RTM is when the code is completed and signed off. GA, or general availability, is when that RTM'ed code is finally made available to the general public. Even though there is a full three months between RTM and GA, there is no difference between the RTM code and what you get when you get Windows at GA. The RTM bits are the GA bits. RTM is "we're done with the code", and GA is "we're done with the packaging, distribution, marketing, etc., and are read to sell it".

When GA comes, you can get Windows in two flavors: retail, which is what you buy at a store, is a less restrictive license (you can transfer it between machines, as long as only one machine is activated at a time), and you are entitled to support from Microsoft.

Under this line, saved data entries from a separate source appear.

PR #546, opened 2020-09-15
memory-efficient indexed mzml writing

rmillikin:
- Index is valid according to OpenMS validating tool ( https://abibuilder.informatik.uni-tuebingen.de/archive/openms/Documentation/release/latest/html/TOPP_FileInfo.html )
- It's currently a bit slow but is much more memory-efficient than the previous method


rmillikin:
Regarding the checksum:
OpenMS calculates the checksum by reading the whole file sans checksum and computing the checksum from that: https://github.com/OpenMS/OpenMS/blob/cfaa2fddfff1b22f07f475a33931596aa34a3979/src/openms/source/FORMAT/FileHandler.cpp#L507

Technically the checksum should be:
"SHA-1 checksum from beginning of file to end of 'fileChecksum' open tag." see https://raw.githubusercontent.com/HUPO-PSI/mzML/master/schema/schema_1.1/mzML1.1.1_idx.xsd

So I think it will be difficult to validate if we've actually got the checksum correct..

See also this OpenMS thread:
https://github.com/OpenMS/OpenMS/issues/2418

trishorts (approved):

rmmiller22 (approved):

PR #547, opened 2020-09-16
easier charting (mzPlot)

rmillikin:


rmillikin:
you can make a plot with a single line of code w/ this change.


```cs
ScatterPlot plot = new ScatterPlot(examplePlotView, new List<Datum> { new Datum(0, 0), new Datum(1, 1) });
```

MzLibUtil/Datum.cs
```diff
@@ -0,0 +1,56 @@
...
+        {
+            this.X = x;
+            this.Y = y;
+            this.Z = z;
+
+            this.Label = label;
+            this.Weight = weight;
+        }
+
+        public override string ToString()
```
trishorts, line 23: Should this class have an "Equals" methods?

MassSpectrometry/Chromatography.cs
```diff
@@ -0,0 +1,44 @@
...
+using System.Text;
+
+namespace MassSpectrometry
+{
+    public class Chromatography
+    {
+        /// <summary>
+        /// Extracts an ion chromatogram from a spectra file, given a mass, charge, retention time, and mass tolerance.
+        /// </summary>
+        public static ExtractedIonChromatogram ExtractIonChromatogram(MsDataFile file, double mass, int charge, Tolerance massTolerance,
```
trishorts, line 15: rename mass as neutralMass

MassSpectrometry/Chromatography.cs
```diff
@@ -0,0 +1,44 @@
...
+            double retentionTime, int msOrder = 1, double retentionTimeWindowWidth = 5)
```
trishorts, line 16: for times i think we need to specify units (either min or sec)

MassSpectrometry/Chromatography.cs
```diff
@@ -0,0 +1,44 @@
...
+
+                double expMz = scan.MassSpectrum.XArray[ind];
+
+                if (massTolerance.Within(expMz.ToMass(charge), mass))
+                {
+                    xicData.Add(new Datum(scan.RetentionTime, scan.MassSpectrum.YArray[ind]));
+                }
+                else
+                {
+                    xicData.Add(new Datum(scan.RetentionTime, 0));
```
trishorts, line 37: i guess we should zero fill but I am not certain about this. return arrays would be smaller returning only data points with a recorded intensity

MassSpectrometry/ExtractedIonChromatogram.cs
```diff
@@ -0,0 +1,29 @@
...
+        }
+
+        /// <summary>
+        /// Returns the XIC data, ordered by retention time. 
+        /// Each datum's X field is the m/z value, Y is the intensity, and Z is the retention time.
+        /// </summary>
+        public IEnumerable<Datum> Data
+        {
+            // return the data, ordered by retention time
+            get { return XicData.OrderBy(p => p.Z).AsEnumerable(); }
```
trishorts, line 26: should this be x? i thought that x was time

Test/TestMsDataFile.cs
```diff
@@ -180,6 +184,18 @@ public void TestAMoreRealFile()
...
+        [Test]
+        public static void TestXicExtraction()
+        {
+            string dataFilePath = Path.Combine(TestContext.CurrentContext.TestDirectory, "DataFiles", "SmallCalibratibleYeast.mzml");
+            var data = Mzml.LoadAllStaticData(dataFilePath);
+            
+            var peptide = new PeptideWithSetModifications("KAPAGGAADAAAK", new Dictionary<string, Modification>());
+
+            var xic = Chromatography.ExtractIonChromatogram(data, peptide.MonoisotopicMass, 2, new PpmTolerance(10), 24.806);
+            Assert.That(xic.Data.Count(p => p.Y > 0) == 4);
```
trishorts, line 196: again wondering about the utility of including zero values.

mzPlot/Annotations/PlotTextAnnotation.cs
```diff
@@ -0,0 +1,28 @@
...
+{
+    public class PlotTextAnnotation : Annotation
+    {
+        public PlotTextAnnotation()
+        { 
+
+        }
+
+        public string Text { get; set; }
+        public double X { get; set; }
```
trishorts, line 17: it's not clear to me if this is a data label or just floating text in the graph with offsets. If offsets, what is the reference point from which the offsets are measured.

mzPlot/Plots/BarPlot.cs
```diff
@@ -0,0 +1,27 @@
...
+using OxyPlot.Axes;
+
+namespace mzPlot
+{
+    public class BarPlot : Plot
+    {
+        /// <summary>
+        /// Creates a bar plot. The data X value is the height of the bar, and the data label is the X-axis label under the bar.
+        /// </summary>
+        public BarPlot(OxyPlot.Wpf.PlotView oxyPlotView, IEnumerable<Datum> data, OxyColor? borderColor = null, OxyColor? fillColor = null,
```
trishorts, line 18: is there an option for data labels? value? what about error bars?

mzPlot/Plots/ScatterPlot.cs
```diff
@@ -0,0 +1,26 @@
...
+using OxyPlot.Axes;
+
+namespace mzPlot
+{
+    public class ScatterPlot : Plot
+    {
+        /// <summary>
+        /// Creates a scatter plot. The data X value is the X-coordinate, the data Y value is the Y-coordinate.
+        /// </summary>
+        public ScatterPlot(OxyPlot.Wpf.PlotView oxyPlotView, IEnumerable<Datum> data, OxyColor? markerColor = null, double markerSize = 3,
```
trishorts, line 18: what about x- and y-error bars?

can axes be on log scale?

trishorts (dismissed):
This is a good PR. I'll leave it to you to address my comments in a way that seems appropriate to you.

MassSpectrometry/ExtractedIonChromatogram.cs
rmillikin: good catch, will fix

MassSpectrometry/Chromatography.cs
rmillikin: I prefer minutes just because 4000 seconds is not as intuitive to me as 66.6 minutes but maybe that's just a personal thing. i'll rename it though

MassSpectrometry/Chromatography.cs
rmillikin: I'd like to add options for 1. padding w/ zeroes (current), 2. not padding w/ zeroes, or 3. ignoring all zeroes. prob will be a separate PR though

mzPlot/Annotations/PlotTextAnnotation.cs
rmillikin: this one is a floating text in the graph, not coupled to any data. I think it's in reference to the upper left pixel in the chart but I'll check and make a comment.

I added it because we had a really hard time adding the peptide sequence in metadraw, and right now we use a hacky workaround where we generate a separate image and tack it onto the graph. it's not great. I want to add a series of annotation options for both data-coupled and non-data-coupled, but in a separate PR.

mzPlot/Plots/BarPlot.cs
rmillikin: you can add this stuff by accessing the oxyplot model but it's kind of hard. I do want to add these features in a more intuitive way (probably adding xError, yError, zError in the Datum object) in a separate PR

mzPlot/Plots/ScatterPlot.cs
rmillikin: both probably in a future PR

MzLibUtil/Datum.cs
rmillikin: this one i'm not sure about... part of me says they're distinct data points even if they happen to have equal data values, another part says that if they have the same data they're equal to each other..

trishorts: having an equals doens't require the user to do anything in response. its simply a comparer.

rmillikin: it could affect downstream usage somewhat weirdly though. like if you do:

```cs
List<Datum> myListOfDataPoints = new List<Datum> { new Datum(1, 0), new Datum(1, 0) };
var distinctDataPoints = myListOfData.Distinct();

bool test = distinctDataPoints.Contains(new Datum(1, 0));
```

`distinctDataPoints` would only have 1 item in it, since the Datum objects in myListOfDataPoints are considered duplicates. `test` would also return `true`. Which I'm not sure is "correct" behavior. I'm not really sure of a situation where you'd ever want to get distinct data points though, so I'm not sure what the "correct" behavior should be

trishorts (approved):

jgpavek (approved):
Very convenient. My one comment about zero filling has been addressed by Shortreed, so I see nothing to change. I look forward to having these capabilities.

PR #549, opened 2020-10-14
new default protein quant in FlashLFQ

rmillikin:
switches default protein quant in FlashLFQ from top3 to median polish.

median polish is as good as maxLFQ but faster and easier. see https://academic.oup.com/bioinformatics/article/36/8/2611/5697917 supp figure 3b.

see https://mgimond.github.io/ES218/Week11a.html for an example of the median polish algorithm.

in my hands, median polish improved protein coefficients of variation (CVs) from ~11% to ~7%.


rmillikin:
I should note, this PR also summarizes fractionated data into sample-level data for the default protein quant output. peptide quant is still reported by individual MS file.

trishorts:
I'm content changing condition to sample group. 
But, I'm not supportive of changing biological replicate to sample OR changing technical replicate to replicate. Biological replicate and technical replicate have specific meanings in a statistical context whereas sample and replicate do not. It is also too easy to confuse replicate and biological replicate, each of which needs to be treated differently.

FlashLFQ/FlashLFQResults.cs
```diff
@@ -299,6 +300,181 @@ public void CalculateProteinResultsTop3(bool useSharedPeptides)
...
+                        {
+                            double max = 0;
+
+                            foreach (var sample in group)
+                            {
+                                double peptideIntensity = peptide.GetIntensity(sample);
+
+                                if (!double.IsNaN(peptideIntensity))
+                                {
+                                    max = Math.Max(max, peptideIntensity);
```
trishorts, line 363: a comment here would be helpful. i'm not sure whats happening in this step.

FlashLFQ/FlashLFQResults.cs
```diff
@@ -299,6 +300,181 @@ public void CalculateProteinResultsTop3(bool useSharedPeptides)
...
+                            {
+                                double sampleIntensity = 0;
+                                double highestFractionIntensity = 0;
+
+                                foreach (var fraction in sample.GroupBy(p => p.Fraction))
+                                {
+                                    double fractionIntensity = 0;
+                                    int replicatesWithValidValues = 0;
+
+                                    foreach (SpectraFileInfo replicate in fraction.OrderBy(p => p.Replicate))
```
trishorts, line 404: i'd like comments for this secition also. i'm not understanding how fraction intensites are being used.

FlashLFQ/FlashLFQResults.cs
```diff
@@ -299,6 +300,181 @@ public void CalculateProteinResultsTop3(bool useSharedPeptides)
...
+                    // do median polish protein quantification
+                    MedianPolish(peptideIntensityMatrix, 10, 0.0001, out var rowEffects, out var columnEffects, out var overallEffect);
+
+                    // set the sample protein intensities
+                    sampleN = 0;
+                    foreach (var group in SpectraFiles.GroupBy(p => p.SampleGroup).OrderBy(p => p.Key))
+                    {
+                        foreach (var sample in group.GroupBy(p => p.Sample).OrderBy(p => p.Key))
+                        {
+                            double sampleProteinIntensity = Math.Pow(2, columnEffects[sampleN]) * referenceProteinIntensity;
```
trishorts, line 451: why square the column effect? i haven't seen that in examples but maybe it makes mathematical sense.

FlashLFQ/FlashLFQResults.cs
```diff
@@ -415,5 +591,169 @@ public void WriteResults(string peaksOutputPath, string modPeptideOutputPath, st
                 Console.WriteLine("Finished writing output");
             }
         }
+
+        private static void MedianPolish(double[,] table, int maxIter, double tol, out double[] rowEffects, out double[] columnEffects, out double overallEffect)
```
trishorts, line 595: is this called iteratively? i only see one call, and I don't see a cut-off for vanishing returns. maybe i'm missing it?

rmillikin (commented):
I somehow can't reply to your other comments because github says they're "outdated" but I also added a comment to line 407. the median polish algorithm is iterative and has a tolerance for improvement; line 652 is the iteration and I've clarified the improvement variable name to "improvementCutoff", which is used on line 667 to check whether or not to continue the iteration procedure

FlashLFQ/FlashLFQResults.cs
rmillikin: added a comment to line 407

FlashLFQ/FlashLfqEngine.cs
```diff
@@ -201,7 +201,7 @@ public FlashLfqResults Run()
             _results.CalculatePeptideResults();
 
             // do top3 protein quantification
```
lonelu, line 203: Comment need to be updated.

lonelu (approved):

trishorts (approved):

FlashLFQ/FlashLfqEngine.cs
rmillikin: thx, good catch. it's not necessary to keep both. I think median polish would be better than top3 in the vast majority of scenarios. There's no particular reason to keep both methods around and I will probably eventually delete the top3 code but I'd rather be careful right now

PR #552, opened 2020-11-09
load periodic table automatically on startup

rmillikin:
- Move periodic table loading from the UsefulProteomicsDatabases project to the Chemistry project
- Loading the periodic table is called from a static constructor in the PeriodicTable class, meaning the periodic table will be loaded the first time the PeriodicTable class is referenced

So this PR will make coding new projects w/ mzLib more convenient because you won't get random error messages about elements being missing. But it does sort of mess up the idea of keeping the "idea of the periodic table" separate from "loading the elements in the periodic table". They're sort of mixed together now but I couldn't figure out another way to do it. So from a "theoretical" angle it's a bit janky but from a practical angle it's much more convenient.


acesnik (approved):
This looks like a good idea to me. Tracking down how to load the periodic table has been inconvenient at times.

PR #553, opened 2020-11-16
ability to write QuantifiedPsms file in FlashLFQ

rmillikin:
a user requested a "Quantified PSMs" file and this PR implements that


acesnik:
Looks good, and it looks like the tests cover making the new file, which is also good.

OEM is a cheaper license, that you get when you get Windows bundled with a PC or if you buy a "system builder" copy from places like Newegg. OEM is cheaper because it's locked to a system (you can't transfer your license to another machine), and you are not entitled to tech support (the person who built your computer is responsible).

Generally speaking, there are two types of OEMs: regular and "royalty". Regular OEM is what you get when you buy a "system builder" OEM Windows. Except for the label on the disc, regular OEM discs are the same as retail discs, and they install the exact same bits as a retail disc. The difference is not in the disc, but in the key: if you activate Windows with a OEM key, that key is forever tied to your system, whereas if you use a retail key to activate, you can move that activation to another computer in the future.

The big PC makers like Dell, HP, and Sony are classified as "royalty OEMs" by Microsoft. They will often customize their disc by including logos, extra drivers, and/or hotfixes. Their discs will also include a special certificate that Windows uses to authenticate your computer's BIOS (which lets the royalty OEMs use something called SLP, which sorta allows them to bypass the hassle of activation)."

That explains a lot!

Thank you for your excellent explanation!